Douglas County commissioners cleared the way Thursday for a 3-cent increase in the transient occupancy tax - paid by visitors to hotels and vacation rentals - to help shore up sagging room tax revenues.
The tax increase will be put to county voters in the November election as an advisory question. It would increase the rate from 10 cents to 13 cents per $1 of the room rate to support tourism development and parks and recreation facilities.
If voters approve the ballot question, it must be OK'd by the Nevada Legislature.
"We need overwhelming support from the voters to take this to the Legislature," said Commissioner Doug Johnson. "Not even then is it guaranteed."
County Manager T. Michael Brown said estimates for the amount generated by each 1 percent are $400,000 at the Lake and $60,000 in the Valley.

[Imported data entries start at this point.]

Issue #2737, opened 2025-03-01
splice-kill-forward or splice-kill-backward, then undo, undoes too much


pbwolf:
1. Initial
```([fo| bar])```
2. Type letter o
```([foo| bar])```
3. Splice Kill Forward
```(foo|)```
4. Undo once
```([fo| bar])``` - reverted to No.1; expected No.2

- - - - -

1. Initial
```([fo| bar])```
2. Type letter o
```([foo| bar])```
3. Splice Kill Backward
```(| bar)```
4. Undo once
```([fo| bar])``` - reverted to No.1; expected No.2

PR #2741, opened 2025-03-02
Multicursor reformatting

### LINKED ISSUE #2738: Reformat all edited locations after multicursor structural edit
After a multicursor structural edit, the automatic reformat touches only one of the cursors, and loses the other cursors.

Initial
```
[(foo
   |bar)
 (foo
   |bar)]
```
Rewrap {}
Actual
```
[{foo
  |bar}
 {foo
   bar}]
```
Expected:
```
[{foo
  |bar}
 {foo
  |bar}]
```

pbwolf:
## What has changed?

- After a multicursor command, all cursors are preserved and all affected places are reformatted.
- Consequently, Calva's user may issue one multicursor command after another, incrementally affecting the same bunch of cursors.

All commands that manipulate the document via DocumentModel are potentially affected, even commands that are not multicursor-capable. The single-cursor reformatting code path is just the base case of the multi-cursor code path, so it should be regarded as all-new despite the same underlying clj-format.

Extending auto-reformatting to multiple cursors changed the calculation of the region(s) to reformat. It may be that the region that gets reformatted after some commands will be benignly different from before, e.g., more extensive.

I did not add reformatting to the multicursor section of the paredit documentation, since it is not controlled by a setting.

Details:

In a report to commissioners, Brown said there has been a steady decline in transient occupancy tax generated in Douglas County. For the current fiscal year, budget revenues will need to be revised downward by about $1 million, or 17 percent, he said.
That reduces money available to support promotional activities and to fund parks, recreation, senior services and library services in Douglas County.
"Tourists will pay almost 100 percent of this tax as few county residents stay in hotel rooms or vacation rentals throughout the year," Brown said. "This is consistent with the county's position that, to the extent possible, taxes or fees imposed by a local government should have a nexus to the service, program or facility provided."
He said the proposed increase would place Douglas County in the "high middle" of other Nevada and California communities, but lower than many large communities in the western United States.
Washoe County charges 13 percent transient occupancy tax and Carson City 10 percent.